How can an algorithm be "constant" or O(1)

Question

I just started learning about algorithms. I've got this great book Practical Algorithms and Data Structures.

The first algorithm I created was to make the summation of the first n numbers. I started by creating this simple algorithm:

def sum_to_n(n):
    total = 0
    for i in range(n + 1):
        total += i
    return total

The time complexity was said to be O(n). Since then, I created a new one based based on this premise:

1+6=7
2+5=7
3+4=7
7*3=21
(1+6)*(6/2)=21

Here it is:

def arithmetic_sum(n):
    return (1 + n) * (n / 2)

The book then goes on to say this:

We describe sum_to_n as “linear” or O(n), and arithmetic_sum as “constant” or O(1). Hopefully you can start to see why. Irrespective of the exact times that these functions take to execute, we can spot a general trend, that the execution time for sum_to_n grows in proportion to n, whereas the execution time for arithmetic_sum remains constant. All else being equal, arithmetic_sum is the better algorithm, for this reason.

I don't understand how that could be true. Why does the execution time for arithmetic_sum remain constant? Wouldn't suppling a large enough number for n take longer? I mean, the computer has to perform this mathematical operation, so wouldn't it be "harder" for it to perform one with a larger number? I know it would take longer for me. Maybe the issue is that I don't understand how a computer does math.

Answer 1

I can add a bit more clarity:

The function arithmetic_sum(n) is being called O(1) under the assumption that addition, multiplication, and division (by 2) each take a constant amount of time (combined with the fact that it uses only a finite number of such operations). If the argument (n) has a type representable by a native machine word (for example, a 32-bit integer), then this is effectively true since each operation can be performed directly by the hardware (note: this is partly because the hardware has no knowledge of how many leading zeros each term has, and so has to operate on all 32 bits of each term regardless).
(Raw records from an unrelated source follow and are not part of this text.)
PR #11194, opened 2026-09-04
refactor(misconf): take the result.new and isManaged built-ins from trivy-checks

nikpivkin:
## Description

`result.new` and `isManaged` exist only for the checks, they are part of the Rego API a check writes against. Their place is next to the checks that call them. Keeping them here also forced trivy-checks to import Trivy back, only so that it could compile and test its own checks, and the module graph went in a circle. Neither built-in uses anything from Trivy, both only build an object out of the resource metadata, so the move was mechanical. Trivy now registers what trivy-checks provides.

## Related PRs
- [x] https://github.com/aquasecurity/trivy-checks/pull/617
- [x] https://github.com/aquasecurity/trivy/pull/11205

## Checklist


go.sum
```diff
@@ -167,8 +167,6 @@ github.com/aquasecurity/testdocker v0.0.0-20260423080828-99e7cbfdbe56 h1:VUjEtNq
 github.com/aquasecurity/testdocker v0.0.0-20260423080828-99e7cbfdbe56/go.mod h1:4ahMSJAwow5T1YsPOvyUpCz6faBXlD7p/fdKmA9baEQ=
 github.com/aquasecurity/tml v0.6.1 h1:y2ZlGSfrhnn7t4ZJ/0rotuH+v5Jgv6BDDO5jB6A9gwo=
 github.com/aquasecurity/tml v0.6.1/go.mod h1:OnYMWY5lvI9ejU7yH9LCberWaaTBW7hBFsITiIMY2yY=
-github.com/aquasecurity/trivy-checks v1.12.2-0.20251219190323-79d27547baf5 h1:8HnXyjgCiJwVX1mTKeqdyizd7ZBmXMPL+BMQ5UZd0Nk=
```
DmitriyLewen: We haven't updated trivy-checks since December 2025, so we need to check that nothing breaks. Or maybe it's worth doing the bump (to the previous commit) as a separate PR altogether.

pkg/iac/rego/builtins.go
DmitriyLewen, line 1: Now this file only contains RegisterBuiltins. Maybe it's worth renaming the file?

knqyf263:
LGTM. My only concerns are the ones Dmitriy already raised. Consider this an approval, but I'll hold off on formally approving until those are addressed to avoid an accidental early merge.

go.sum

On the other hand, it could be that (n) is a number in arbitrary precision (i.e it could have in principle any number of digits). If this were so, then your intuition that it cannot be O(1) would be correct; the running time would instead depend on the number of digits (and would be dominated by the time to multiply, as the other operations can all be performed in linear time).

Answer 2

Wouldn't suppling a large enough number for n take longer?
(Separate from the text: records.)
PR #2214, opened 2021-09-03
Enhancement for SwaggerUIMiddleware

### LINKED ISSUE #2204: Performance issues on SwaggerUIMiddleware
From the `SwaggerUIMiddleware`,  

We're using `Regex.IsMatch` to catch whether it's the swagger path, wondering that if we could use compiled Regex for better performance

- <https://github.com/domaindrivendev/Swashbuckle.AspNetCore/tree/25501836a9254b13f4f5dc706fd1df9ee6cf2c3b/src/Swashbuckle.AspNetCore.SwaggerUI/SwaggerUIMiddleware.cs#L55>
- <https://github.com/domaindrivendev/Swashbuckle.AspNetCore/tree/25501836a9254b13f4f5dc706fd1df9ee6cf2c3b/src/Swashbuckle.AspNetCore.SwaggerUI/SwaggerUIMiddleware.cs#L66>

And when I get a dump from my app, it seemed a lot of tasks are blocked on `Regex.IsMatch` on `SwaggerUIMiddlewar`

image

And happen to see `var htmlBuilder = new StringBuilder(new StreamReader(stream).ReadToEnd());` wondering that maybe 
`reader.ReadToEndAsync()` is better?

WeihanLi:
fixes #2204 

- Use `String.Equals` instead of `Regex.Match`
- Use `StreamReader` `ReadToEndAsync` method instead of `ReadToEnd`
- Specific the `LangVersion`


src/Swashbuckle.AspNetCore.SwaggerUI/SwaggerUIMiddleware.cs
```diff
@@ -67,7 +68,7 @@ public async Task Invoke(HttpContext httpContext)
                 return;
             }
 
-            if (httpMethod == "GET" && Regex.IsMatch(path, $"^/{Regex.Escape(_options.RoutePrefix)}/?index.html$",  RegexOptions.IgnoreCase))
```
domaindrivendev, line 70: @WeihanLi the change to this line breaks the case where the `RoutePrefix` is empty, which is a legit config option.

We could add a conditional, which will further complicate the code, but now that I think about it - I'd be amazed if the previous implementation based on a simple Regex pattern was truly causing performance problems. Unless you have a better way to support the empty `RoutePrefix`, I'm tempted to revert this change (although I'd retain the async change below).

WeihanLi: Thanks @domaindrivendev , seemed missed a `Trim('/')`, would add a test case for this, thanks

WeihanLi: Hi @domaindrivendev , I've opened another PR to fix this https://github.com/domaindrivendev/Swashbuckle.AspNetCore/pull/2323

Note that the computer needs to store each number in memory, and if an integer type requires, say 32bits, the machine will need the exact same amount of memory for small numbers (e.g. $x=0$) and big numbers (e.g. $x=10000$) - for instance in Python you could check the maximum integer size with

import sys
sys.maxsize # prints 9223372036854775807

so the machine does not really care if you're performing arithmetic operations on small or big numbers, because all of them will require the same amount of memory (and small numbers will be padded with zeros in binary representation).

You might also want to look at machine's word size to see how numbers are stored in memory.